Das poppt, das Theater!

■ Nur ein Sack Kartoffeln: Der Karen Carpenter Fanclub tagt im Haus Hafenklang

Da darf man eindeutige Schlüsse auf die Musiksozialisation ziehen: Wenn sich eine Theatergruppe nach den Car-penters benennt, der Band, die charmant wie keine andere in ihrem Song „Calling Occupants Of Interplanetary Craft“den Kontakt zu Außerirdischen thematisiert hat und deren Plattencover stets von den tollsten Weichzeichner-Bildern geschmückt wurden, liegt die Vermutung nahe, daß ihre Macher in den Siebzigern großgeworden sind. Und Geschmack müssen sie natürlich auch haben. Wenn der Name des Karen Carpenter Fanclub dann auch noch dem Teil des Pop-Duos Tribut zollt, der auf so tragische Weise am Erfolg zerbrach und sich zu Tode hungerte, läßt das auch noch auf ein Faible für Außenseiterpositionen schließen.

Der Gruppenname ist somit gar nicht weit entfernt von der Thematik des gemeinsam geschriebenen Stücks, in dem es um Selbstverwirklichung und die Problematisierung von Lebensentwürfen geht. In Nur ein Sack Kartoffeln tingelt ein alterndes Musik-Duo (Harald Burmeister und Anja Vesper) samt Manager (Thomas Roth) durch Großbritannien, bis plötzlich einer von ihnen die Schnauze voll hat. Erzählt wird die Geschichte in drei Monologen aus Selbsteinschätzungen und Eigenwahrnehmungen der einzelnen, mitunter recht merkwürdigen Figuren.

Trotz offensichtlicher Spaßorientierung verfolgt Regisseur Götz Behnke durchaus ein kritisches Anliegen. Die beiden Untertitel „Perlen vor die Säue“und „Aus unserer Mitte geht heute keiner mehr verloren“versuchen, diese politische Motivation auf den Punkt zu bringen, die von Behnke auch mit sechs Millionen Arbeitslosen und Brecht-Zitaten kontextualisiert wird.

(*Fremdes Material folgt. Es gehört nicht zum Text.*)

PR #336, opened 2023-03-17
Replace deprecated `set-output` command

nandahkrishna:
See here: https://github.blog/changelog/2022-10-11-github-actions-deprecating-save-state-and-set-output-commands/

TL;DR: The `set-output` command has been deprecated and we should be writing to the `$GITHUB_OUTPUT` environment file instead.

Old syntax:
```
- name: Set output
  run: echo "::set-output name={name}::{value}"
```

New syntax:
```
- name: Set output
  run: echo "{name}={value}" >> $GITHUB_OUTPUT
```

### DIFF
--- a/review-cask-pr/review.rb
+++ b/review-cask-pr/review.rb
@@ -177,8 +177,10 @@ begin
 
       puts message
 
-      puts "::set-output name=event::#{event}"
-      puts "::set-output name=message::#{GitHub::Actions.escape(message)}"
+      File.open(ENV["GITHUB_OUTPUT"], "a") do |f|
+        f.puts("event=#{event}")
+        f.puts(GitHub::Actions.format_multiline_string("message", message))
+      end
     end
   when %r{^https://github.com/([^\/]+)/([^\/]+)/pull/(\d+)}
     owner = Regexp.last_match[1]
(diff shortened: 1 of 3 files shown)


review-cask-pr/review.rb
```diff
@@ -177,8 +177,10 @@ def review_diff(pr, author_is_member: false)
 
       puts message
 
-      puts "::set-output name=event::#{event}"
-      puts "::set-output name=message::#{GitHub::Actions.escape(message)}"
+      File.open(ENV["GITHUB_OUTPUT"], "a") do |f|
+        f.puts("event=#{event}")
+        f.puts("message=#{GitHub::Actions.escape(message)}")
```
Bo98, line 182: Escaping works differently now so this doesn't work. The new way to do it is:

```
{name}<<{delimiter}
{value}
{delimiter}
```

For security reasons `delimiter` must be randomly generated and unique to each run (e.g. UUID v4). It should also be something that doesn't appear in the `message`. It may be worth having a new method in `Homebrew/brew`.

See https://github.com/actions/toolkit/blob/b00a9fd033f4b30f2355acd212f531ecbbb9b38f/packages/core/src/file-command.ts#L27-L47 for an example implementation in JavaScript.

Bo98 (commented):
Needs one adjustment before it can be merged but this otherwise looks good.

nandahkrishna:
Merging since the comment was addressed.

Bo98:
Looks good, thanks!

PR #343, opened 2023-03-31
Don't count deleted files for `missing_content` constraint.

reitermarkus:
Deleted files always match all `missing_content` constraints, adding superfluous labels.


dawidd6 (approved):

MikeMcQuaid (approved):

MikeMcQuaid:
Makes sense, thanks @reitermarkus!

PR #369, opened 2023-05-09
setup-homebrew: remove reliance on a functional brew Ruby

Bo98:
Just like how `brew update` is able to work if the Ruby side is completely broken, `setup-homebrew` should work similarly to get a functional version.

https://github.com/Homebrew/homebrew-core/actions/runs/4920922528/jobs/8790636214#step:2:37
(in this case, the bad version was from a Homebrew/brew CI run - not something that was merged)

In the longer term, we should perhaps implement `brew --repo <tap>` in shell.


Bo98:
CI failure is caused by https://github.com/Homebrew/homebrew-test-bot/commit/ce58be9afc9e4fb823e88a64a93c536834693378 - global gitconfigs are no longer respected after that change.

MikeMcQuaid:
> In the longer term, we should perhaps implement `brew --repo <tap>` in shell.

I like this idea 👍🏻 (at least for the typical, GitHub, not custom origin case).

PR #377, opened 2023-06-08
remove cask-drivers from setup-homebrew/main.sh

razvanazamfirei:
remove cask-drivers from setup-homebrew/main.sh


MikeMcQuaid (approved):
Thanks again @razvanazamfirei!

PR #811, opened 2026-03-12
Update action runtimes to node24

Goooler:
Two actions were still on `node20` while the rest of the repo had already migrated to `node24`.

- **`setup-homebrew/action.yml`**: `using: node20` → `using: node24`
- **`wait-for-idle-runner/action.yml`**: `using: node20` → `using: node24`
- **`.github/workflows/vendor-node-modules.yml`**: `node-version: '20'` → `node-version: '24'`

https://github.blog/changelog/2025-09-19-deprecation-of-node-20-on-github-actions-runners/

### DIFF
--- a/setup-homebrew/action.yml
+++ b/setup-homebrew/action.yml
@@ -37,6 +37,7 @@ outputs:
   gems-hash:
     description: Homebrew's Ruby Gemfile.lock sha256sum
 runs:
-  using: node24
+  # TODO: ask @Bo98 whether migration is complete before updating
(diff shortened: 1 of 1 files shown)


Bo98:
`setup-homebrew` is intentional right now as we need to update one of our CI images which will happen in the next few days (was delayed from Monday).
`wait-for-idle-runner` was indeed missed by accident however, though as a part of the Node 24 updates we have been updating our actions to use TypeScript at the same time (`.mts`).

Ganz klar: Christoph Schlingensief hat bei den Fanclub-Proben gelauscht.

Eine weitere Idee von Behnke ist die Idee der Öffnung zur Popkultur: „Es ist doch hirnrissig, daß das Theater verschont bleibt von dem, was draußen passiert.“Deshalb gastieren die Karen-Carpenter-Verehrer auch nicht auf einer traditionellen Bühne, sondern in den schnuckeligen Räumen des Hafenklang-Studios, in dem sonst eher Trommeln und Bässe zu Hause sind.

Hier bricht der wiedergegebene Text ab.